Objective: Gastrointestinal and pancreatic neuroendocrine tumors (GEP-NETs) originate from cells of the diffuse endocrine system. Most GEP-NETs are sporadic, however, some of them, especially pancreatic endocrine tumors, may occur as part of familial syndromes. The genetic and molecular pathology of neuroendocrine tumor development is incomplete and remains largely unknown. However, the WHO classification introduced in clinical practice will give more insight into genetic and molecular changes related to tumor subtypes.

Results: In sporadic endocrine pancreatic tumors, losses of chromosome 1 and 11q as well as gain on 9q appear to be early invents in development of pancreatic tumors because they are already present in small tumors. Multiple genetic defects may accumulate with time and result in pancreatic neuroendocrine tumor progression and malignancy. Gastrointestinal endocrine tumors (carcinoids) show predominantly genetic alterations concentrated on chromosome 18. There are losses of the entire chromosome as well as smaller deletions. The most frequently reported mutated gene in gastrointestinal neuroendocrine tumors is b-catenin. Overexpression of cyclin D1 and cMyc has also been reported. Recently, a set of genes NAP1L1, MAGE-2D and MTA1 has been correlated with malignant behavior of small intestinal carcinoids.
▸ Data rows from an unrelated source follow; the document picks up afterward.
PR #8016, opened 2020-11-05
Fix username & password in SCM for git clone with ssh

### LINKED ISSUE #8011: [bug] SCM username value is ignored
Conan ignores `username` SCM attribute.
For file:
```python
from conans import ConanFile

class TestRecipe(ConanFile):
    name = 'test-recipe'
    version = '0.1'
    scm = {
        'type': 'git',
        'url': 'ssh://github.com/conan-io/conan.git',
        'username': 'test-user',
        }
```
When cloning git repository, `test-user` is not used, but current logged-in user is used instead:
```bash
test-recipe/0.1: SCM: Getting sources from url: 'ssh://github.com/conan-io/conan.git'
ERROR: Command 'git -c http.sslVerify=true clone "ssh://github.com/conan-io/conan.git" .   ' returned non-zero exit status 128.
Cloning into '.'...
seva@github.com: Permission denied (publickey).
```
(conan.git repository is used just as example).

### Environment Details
Conan version: 1.31.0
Python version: 3.8.4, 3.7.3

### Steps to reproduce
- Create conanfile recipe (example is attached).
- run 'conan create .' in it's directory.

Conanfile and example output:
[username-bug.zip](https://github.com/conan-io/conan/files/5492773/username-bug.zip)

danimtb:
Changelog: Fix: Set username or password individually in git SCM with ssh.
Docs: omit

- [x] Refer to the issue that supports this Pull Request: closes #8011


jgsogo (approved):
There are a couple of tests

conans/test/unittests/client/tools/scm/test_scm_base.py
```diff
@@ -53,4 +56,27 @@ def test_local_windows(self):
...
+        self.assertEqual('ssh://dani:pass@github.com/conan-io/conan.git',
+                         scm.get_url_with_credentials("ssh://github.com/conan-io/conan.git"))
+
+    def test_ssh_username(self):
+        scm = SCMBase(username="dani")
+        self.assertEqual('ssh://dani@github.com/conan-io/conan.git',
+                         scm.get_url_with_credentials("ssh://github.com/conan-io/conan.git"))
+
+    def test_ssh_password(self):
+        scm = SCMBase(password="pass")
```
memsharded: I am a bit confused a bit about this test. So adding the password, but not the user, will not add the password, but will not error either?

danimtb: This was the behavior before but I am not sure how the user could set only the password. Maybe providing the user already in the URL?

memsharded: Well, that is the point, the previous behavior was requiring both user+password. Now we changed it, and adding only the user is a new valid behavior, with a new test checking it. 

I'd say that we need to define a new behavior for only the password: either an error for this case, or check that there is a valid scenario, like the user is already in the URL, but that should probably be a new test too.

danimtb:
I have added some warning messages for options that ignore parameters

conans/test/unittests/client/tools/scm/test_scm_base.py
```diff
@@ -53,4 +56,79 @@ def test_local_windows(self):
...
+    def test_ssh_password(self):
+        output = OutputMock()
+        scm = SCMBase(password="pass", output=output)
+        self.assertEqual('ssh://github.com/conan-io/conan.git',
+                         scm.get_url_with_credentials("ssh://github.com/conan-io/conan.git"))
+        self.assertIn("WARN: SCM username undefined, ignoring 'password' parameter", output.out)
+
+    def test_ssh_url_with_username_only_password(self):
+        scm = SCMBase(password="pass")
+        self.assertEqual('ssh://git:pass@github.com/conan-io/conan.git',
```
czoido: As we talked, I think you can't add the password in ssh url's

czoido (changes requested):

conans/test/unittests/client/tools/scm/test_scm_base.py
memsharded: yes, I have been investigating a bit, and I haven't found any evidence this is supported.

conans/test/functional/scm/issues/test_ssh_user.py
```diff
@@ -0,0 +1,35 @@
...
+    def test_ssh_username(self):
+        t = TestClient()
+        ref = ConanFileReference.loads("lib/version@issue/testing")
+        conanfile = textwrap.dedent("""
+            from conans import ConanFile
+            
+            class Conan(ConanFile):
+                scm = {
+                        "type": "git",
+                        "url": "ssh://github.com/conan-io/conan.git",
```
czoido:
```suggestion
                        "url": "ssh://git@github.com/conan-io/conan.git",
```

conans/client/tools/scm.py
```diff
@@ -62,14 +62,38 @@ def run(self, command):
                         return self._runner(command)
 
     def get_url_with_credentials(self, url):
-        if not self._username or not self._password:
+        if not self._username and not self._password:
             return url
-        if urlparse(url).password:
+        url_parsed = urlparse(url)
+        if url_parsed.scheme == "ssh" and (url_parsed.password or self._password):
```
czoido: I think `url_parsed.scheme` does not work properly for scp-like syntax like: `git@github.com:memsharded/hello.git`

conans/test/functional/scm/issues/test_ssh_user.py
danimtb: with this test I wanted to reproduce the error in #8011. If I add the user to the URL, then the case is different

czoido: Oh!, I see 👍

danimtb:
I think the error in CI could be because we don't have ssh installed https://stackoverflow.com/questions/12569705/error-cannot-run-ssh-no-such-file-or-directory-when-trying-to-clone-on-windows ?

conans/client/tools/scm.py
danimtb: I don't know how to detect this if the scheme is not provided

czoido: Maybe we could detect the syntax with a regular expression, converting to a ssh:// url and then passing to urlparse? WDYT?

czoido: Maybe this could be enough if the `scheme==""` or we can normalize the url before urlparse

```python
if "@" in url and ":" in url:
    return "ssh://" + url.replace(":", "/")
```

danimtb: I did some tests and it is very fragile with that condition. It might work with a regex but manipulating the URL that much does not feel right to me. It will be weird for the user to change the provided URL. I will need a second opinion about it @memsharded

czoido: Yes, something like [this](https://github.com/golang/go/blob/979e1376096a4c1c7525f33dd4e76414f63c93fb/src/cmd/go/internal/vcs/vcs.go#L206) would be more robust in case we want to do this conversion.

memsharded: This whole feature feels a bit weird to me. Like, for a user defined the URL they want is a one liner, lets say:

```python
url = "https://{user}:{passwd}@someurl.com/repo".format(user=os.getenv("USER"), passwd=os.getenv("PASSWD")
```
Am I missing something?
While on our side is complicated and fragile, trying to cover all cases. Maybe we want to re-think the whole UX.

jgsogo: There are two sources for this URL: user-input or `auto` keyword. Parsing all formats can be very challenging ([😮  there are a lot](https://stackoverflow.com/questions/31801271/what-are-the-supported-git-url-formats)). Maybe we should:
 * check it matches some regex for well-known formats (those in Github)
 * if it doesn't match, the URL will be used without any transformation. If user/password are provided, print a warning telling the user that _"URL format unknown, user and password won't be used to clone"_ (and in this case, do not store user/pasword?).

czoido (approved):

conans/client/tools/scm.py
```diff
@@ -62,14 +62,67 @@ def run(self, command):
...
 
     def get_url_with_credentials(self, url):
-        if not self._username or not self._password:
+        if not self._username and not self._password:
             return url
-        if urlparse(url).password:
+        url_user = None
+        url_pass = None
+        scp_regex = re.compile("^([a-zA-Z0-9_]+)@([a-zA-Z0-9._-]+):(.*)$")
+        url_user_pass_regex = re.compile("^(file|http|git)s?:\/\/(\S+):(\S+)@("".*)$")
```
jgsogo: What are the quotes in this group `("".*)` intended for? I mean, they are concatenating the Python str... basically doing nothing here.

danimtb: looks like a leftover

jgsogo (commented):
My spider-sense says this is going to fail somewhere and somehow. I find too many if/else here. I'd suggest a dispatcher, something like:

```python
def handle_scp_pattern(user, domain, url):
    ... logic related to user, password and warnings.
    return "{usr}@{domain}:{url}".format(user=user, domain=domain, url=url)

def handle_url_pattern(protocol, url, user=None, password=Non):
    ... logic related to user, password and warnings
    auth = "{user}:{password}@" if xxxx else "{user}@" if yyyyy else ""
    return "{protocol}://{auth}{url}".format(protocol=protocol, auth=auth, url=url)

# Maybe other actions if the logic inside of them starts to be cumbersome

# Now a map/list we will iterate and use the matching dispatcher
url_patterns = {
   'scp': [
      re.compile("^(?P<user>[a-zA-Z0-9_]+)@(?P<domain>[a-zA-Z0-9._-]+):(?P<url>.*)$"),
      handle_scp_pattern
   ]
   'url_user_pass': [
      re.compile("^(?P<protocol>file|http|git)s?:\/\/(?P<user>\S+):(?P<password>\S+)@(?P<url>.*)$"),
      handle_url_pattern
   ]
   'url_user': [
      re.compile("^(?P<protocol>file|http|git)s?:\/\/(?P<user>\S+)@(?P<url>.*)$"),
      handle_url_pattern
   ]
}

for key, (pattern, action) in url_patterns:
    m = pattern.match(url)
    if m:
        return action(**m.groupdict())

self.output.warn("URL not recognized....")
return url
```

wdyt? This is just a suggestion. Let me know and I'll review carefully whatever you choose

danimtb:
@jgsogo I have followed your suggestion and I think the code is cleaner. Please check again as I have also added more tests. Thank you!

conans/client/tools/scm.py
```diff
@@ -61,15 +61,58 @@ def run(self, command):
                     else:
                         return self._runner(command)
 
+    def handle_scp_pattern(self, user, domain, url):
```
jgsogo: If not local to the function `get_url_with_credentials`, at least make them _private_

```suggestion
    def _handle_scp_pattern(self, user, domain, url):
```

conans/client/tools/scm.py
```diff
@@ -61,15 +61,58 @@ def run(self, command):
...
+        if self._password:
+            self._output.warn("SCM password cannot be set for scp url, ignoring parameter")
+        if self._username:
+            self._output.warn("SCM username got from URL, ignoring 'username' parameter")
+        return "{user}@{domain}:{url}".format(user=user, domain=domain, url=url)
+
+    def handle_url_pattern(self, scheme, url, user=None, password=None):
```
jgsogo: If not local to the function `get_url_with_credentials`, at least make them _private_

```suggestion
    def _handle_url_pattern(self, scheme, url, user=None, password=None):
```

conans/client/tools/scm.py
```diff
@@ -61,15 +61,58 @@ def run(self, command):
...
+        scp_regex = re.compile("^(?P<user>[a-zA-Z0-9_]+)@(?P<domain>[a-zA-Z0-9._-]+):(?P<url>.*)$")
+        url_user_pass_regex = re.compile("^(?P<scheme>file|http|https|git):\/\/(?P<user>\S+):(?P<password>\S+)@(?P<url>.*)$")
+        url_user_regex = re.compile("^(?P<scheme>file|http|https|git|ssh):\/\/(?P<user>\S+)@(?P<url>.*)$")
+        url_basic_regex = re.compile("^(?P<scheme>file|http|https|git|ssh):\/\/(?P<url>.*)$")
+
+        url_patterns = [
+            (scp_regex, self.handle_scp_pattern),
+            (url_user_pass_regex, self.handle_url_pattern),
+            (url_user_regex, self.handle_url_pattern),
+            (url_basic_regex, self.handle_url_pattern)
```
jgsogo:
```suggestion
            (scp_regex, self._handle_scp_pattern),
            (url_user_pass_regex, self._handle_url_pattern),
            (url_user_regex, self._handle_url_pattern),
            (url_basic_regex, self._handle_url_pattern)
```

conans/client/tools/scm.py
```diff
@@ -61,15 +61,58 @@ def run(self, command):
...
+                self._output.warn("SCM password cannot be set for file url, ignoring parameter")
+            return "{scheme}://{url}".format(scheme=scheme, url=url)
+        elif scheme == "ssh" and self._password:
+            self._output.warn("SCM password cannot be set for ssh url, ignoring parameter")
+
+        if user and self._username:
+            self._output.warn("SCM username got from URL, ignoring 'username' parameter")
+        if password and self._password:
+            self._output.warn("SCM password got from URL, ignoring 'password' parameter")
+        if the_password and the_user and scheme != "ssh":
```
jgsogo, line 88:
```suggestion

        the_user = user or self._username
        the_password = password or self._password
        if the_password and the_user and scheme != "ssh":
```

conans/client/tools/scm.py
```diff
@@ -61,15 +61,58 @@ def run(self, command):
...
+    def handle_scp_pattern(self, user, domain, url):
+        if self._password:
+            self._output.warn("SCM password cannot be set for scp url, ignoring parameter")
+        if self._username:
+            self._output.warn("SCM username got from URL, ignoring 'username' parameter")
+        return "{user}@{domain}:{url}".format(user=user, domain=domain, url=url)
+
+    def handle_url_pattern(self, scheme, url, user=None, password=None):
+        the_user = user or self._username
+        the_password = password or self._password
```
jgsogo: Let's move them closer to where they are used

```suggestion
```

jgsogo (commented):
Some suggestions. Now it's much easier to follow all the conditions 🎉

jgsogo (approved):

memsharded (approved):
This is much better structured and understandable, and likely to be more robust. Well done.

czoido (approved):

Conclusions: Molecular profiling of GEP-NETs demonstrates that pancreatic endocrine tumors and gastrointestinal neuroendocrine tumors (carcinoids) display different genetic changes and should, therefore, be considered to be different tumor entities; thereby, also differently managed clinically. Although the number of genetic changes is higher in malignant tumors, we are still far away from defining a malignant profile in GEP-NETs.